→ Goal of the exercise
Wherever "maxAge" shows up in the records below, copy the whole line.

→ Data records
□ □ □ □ □ □ □

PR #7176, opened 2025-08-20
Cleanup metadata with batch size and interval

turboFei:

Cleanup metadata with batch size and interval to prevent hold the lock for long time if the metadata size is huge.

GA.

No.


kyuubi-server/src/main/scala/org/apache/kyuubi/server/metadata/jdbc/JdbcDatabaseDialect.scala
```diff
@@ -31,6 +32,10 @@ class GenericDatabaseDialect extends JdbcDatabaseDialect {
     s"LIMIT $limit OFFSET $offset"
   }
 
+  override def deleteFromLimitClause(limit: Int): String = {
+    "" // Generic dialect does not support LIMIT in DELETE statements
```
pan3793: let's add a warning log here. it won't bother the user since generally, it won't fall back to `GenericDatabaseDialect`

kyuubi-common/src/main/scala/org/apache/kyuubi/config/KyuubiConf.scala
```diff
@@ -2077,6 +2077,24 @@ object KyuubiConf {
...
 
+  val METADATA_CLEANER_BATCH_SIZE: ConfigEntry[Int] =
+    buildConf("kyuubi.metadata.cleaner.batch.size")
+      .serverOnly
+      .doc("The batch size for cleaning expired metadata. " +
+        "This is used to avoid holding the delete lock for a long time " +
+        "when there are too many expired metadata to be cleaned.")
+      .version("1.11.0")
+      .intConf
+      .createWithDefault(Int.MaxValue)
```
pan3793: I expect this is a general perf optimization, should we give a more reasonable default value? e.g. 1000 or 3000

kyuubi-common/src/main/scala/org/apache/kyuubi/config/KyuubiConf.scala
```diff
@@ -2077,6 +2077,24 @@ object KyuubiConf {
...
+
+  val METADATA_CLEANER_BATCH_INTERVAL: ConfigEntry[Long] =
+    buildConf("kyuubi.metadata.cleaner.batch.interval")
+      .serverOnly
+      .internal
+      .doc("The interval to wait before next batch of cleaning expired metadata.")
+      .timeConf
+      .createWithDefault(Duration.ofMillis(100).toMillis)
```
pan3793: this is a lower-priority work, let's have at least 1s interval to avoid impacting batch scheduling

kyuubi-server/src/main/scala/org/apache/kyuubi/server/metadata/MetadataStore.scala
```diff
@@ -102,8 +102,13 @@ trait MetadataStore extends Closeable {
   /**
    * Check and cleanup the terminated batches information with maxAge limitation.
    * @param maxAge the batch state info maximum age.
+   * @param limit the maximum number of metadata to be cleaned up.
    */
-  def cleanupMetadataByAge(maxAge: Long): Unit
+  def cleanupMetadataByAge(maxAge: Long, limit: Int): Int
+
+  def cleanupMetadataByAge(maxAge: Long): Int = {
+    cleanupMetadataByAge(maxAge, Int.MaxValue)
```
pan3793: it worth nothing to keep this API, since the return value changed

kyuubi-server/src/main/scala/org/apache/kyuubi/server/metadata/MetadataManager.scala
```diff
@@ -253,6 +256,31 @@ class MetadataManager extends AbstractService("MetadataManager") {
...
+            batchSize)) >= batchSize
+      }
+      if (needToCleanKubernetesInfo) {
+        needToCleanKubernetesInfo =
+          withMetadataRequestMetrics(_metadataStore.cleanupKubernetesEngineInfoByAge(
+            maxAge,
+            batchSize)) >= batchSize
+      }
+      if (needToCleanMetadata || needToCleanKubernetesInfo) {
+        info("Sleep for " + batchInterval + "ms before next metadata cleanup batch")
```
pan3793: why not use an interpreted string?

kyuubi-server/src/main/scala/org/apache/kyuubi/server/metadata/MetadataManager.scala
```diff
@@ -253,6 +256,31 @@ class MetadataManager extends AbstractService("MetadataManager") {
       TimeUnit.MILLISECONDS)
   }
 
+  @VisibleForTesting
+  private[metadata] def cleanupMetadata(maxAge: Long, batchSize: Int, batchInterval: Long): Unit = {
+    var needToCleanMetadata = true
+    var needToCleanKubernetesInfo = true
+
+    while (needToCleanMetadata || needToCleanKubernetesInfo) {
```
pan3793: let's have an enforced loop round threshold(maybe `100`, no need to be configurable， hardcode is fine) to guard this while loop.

□ □ □ □ □ □ □

→ Finished task
    * Check and cleanup the terminated batches information with maxAge limitation.
    * @param maxAge the batch state info maximum age.
-  def cleanupMetadataByAge(maxAge: Long): Unit
+  def cleanupMetadataByAge(maxAge: Long, limit: Int): Int
+  def cleanupMetadataByAge(maxAge: Long): Int = {
+    cleanupMetadataByAge(maxAge, Int.MaxValue)
+            maxAge,
+  private[metadata] def cleanupMetadata(maxAge: Long, batchSize: Int, batchInterval: Long): Unit = {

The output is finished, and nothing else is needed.